Aleister Crowley Diary Entry

Friday, 9 April 1920

 

 

The word 'detail' in the entry of two days ago cannot be understanded of any but an adept. The divine consciousness is such that I could write endless books upon the meaning of any single word. For one thing, every word has a wireless connection with every other word as in the Star-Sponge-Vision[1] of Nuit is apparent. Of course, then, every attempt to understand anything leads one towards this conception. In the beginning it is nice to find the difficult word explained by three or four easy ones; but as soon as the analysis goes deeper, one is up against obscurum per obscurius[2] every time. All one's progressions add alike to infinity-and therefore, I suppose, one learns at last to make no distinction 'between any one thing and any other thing'.

     

The idea 'flea' is just as full and interesting as the idea 'Ulysses', and Socrates is no more brilliant a spark than the bastard, thief, coward and murderer Ananda K. Coomaraswamy.

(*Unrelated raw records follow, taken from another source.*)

PR #1029, opened 2022-05-12
Reduce latency by adjusting emulated frame slice boundary

energy-t:
finally got around to fixing this issue that i previously described on the libretro forums over here: https://forums.libretro.com/t/strange-behavior-in-mame-lag-control/35082/43

this patch changes the order of emulated scanilnes from [0-264) to [248, 264) followed by [0, 248). this reduces latency for any games that poll input shortly after vblank as well as reduces the variance of response times for games that oscillate between emulated frame slices under the current configuration, as the metal slug games do. ex: metal slug 2/x will now always (provided the game is not undergoing slowdown) show a response when frame stepping the emulation within 3 to 4 frames rather than 3 to 5 frames

i have another branch with the same fix that can be toggled on/off with a #define variable along with printing some debug info that i used to help test to make sure everything was working as it should, which you can find here: https://github.com/energy-t/FBNeo/tree/neogeo-reduce-latency-test

### DIFF
--- a/src/burn/drv/neogeo/neo_run.cpp
+++ b/src/burn/drv/neogeo/neo_run.cpp
@@ -342,6 +342,16 @@ static INT32 nff0002 = 0;
 static INT32 nff0004 = 0;
 
 
+static inline INT32 NeoCurrentScanline()
+{
+	return (SekCurrentScanline() + 248) % 264;
+}
+
+static inline INT32 NeoCurrentScanlineOffset()
+{
+	return SekTotalCycles() - SekCurrentScanline() * nSekCyclesScanline;
+}
+
 bool IsNeoGeoCD() {
 	//return (nNeoSystemType & NEO_SYS_CD);
 	return ((BurnDrvGetHardwareCode() & HARDWARE_PUBLIC_MASK) == HARDWARE_SNK_NEOCD);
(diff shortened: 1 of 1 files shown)


barbudreadmon:
Thanks for your contribution !

I remember talking with @dinkc64 about this but i suppose it totally slipped out of our mind afterward, sorry about that.
Did you take care of the raster issues ?

energy-t:
yep, did indeed!  at least i believe so.  first thing i tested it with was neo turf masters like u advised b4 and the raster effects are fully preserved now.  the fix for that problem was quite simple just grokking the code to get to that point, not so much..  anyway, i used the test branch i linked to that spits out exactly where in a frame a game polls input in order to make sure things lined up properly before and after the adjustment on a bunch of games and it all seems to check out now

barbudreadmon:
Ok, i'm not noticing any regression and we can always fix it later if anything show up, merging !

dinkc64:
very cool!  how's the neocd stuff hold up?

barbudreadmon:
The few neocd titles i tried seemed to work fine too

energy-t:
@barbudreadmon or @dinkc64 : very sry for the inconvenience but i have a small bugfix for this over here: https://github.com/energy-t/FBNeo/tree/neogeo-reduce-latency-fix

this fixes an issue that can occur in the metal slug games (particularly 1) when firing the shotgun.  the blast is supposed to white out all sprites for 2 frames but after the patch it will sometimes white out only some sprites on 1 frame, all on the 2nd, and then rest on the 3rd.  you get a shotgun at about 40% into stage 2 after destroying one of the boats if you want to see for yourself.

anyway, delaying the renderer updating the palette to just before any visible scanlines fixes this.  i think technically this or similar issues could've also occured prior to the frame boundary adjustment patch but the patch just made it far far more common.

should i create a new pull request?  not sure what would be best..

dinkc64:
Hi,
Sure, please make a PR

it's not an inconvenience, it's progress :)  

best regards,
- dink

As The Book of the Law says, 'Every number is infinite; there is no difference'. It's just possible that Tennyson may have had a glimpse of these heavens when he wrote 'Flower in the crannied wall'.[3]

 

 

1—[This vision occurred on the shores of Lake Pasquanay in New Hampshire in 1917. It is described in Eight Lectures on Yoga, 1939.]

2—['To explain the obscure by the more obscure'.]

3—[

Flower in the crannied wall,

I pluck you out of the crannies,

I hold you there, root and all, in my hand,

Little flower—but if I could understand

What you are, root and all, and all in all,

I should know what God and man is.

 Alfred, Lord Tennyson]

 

[78]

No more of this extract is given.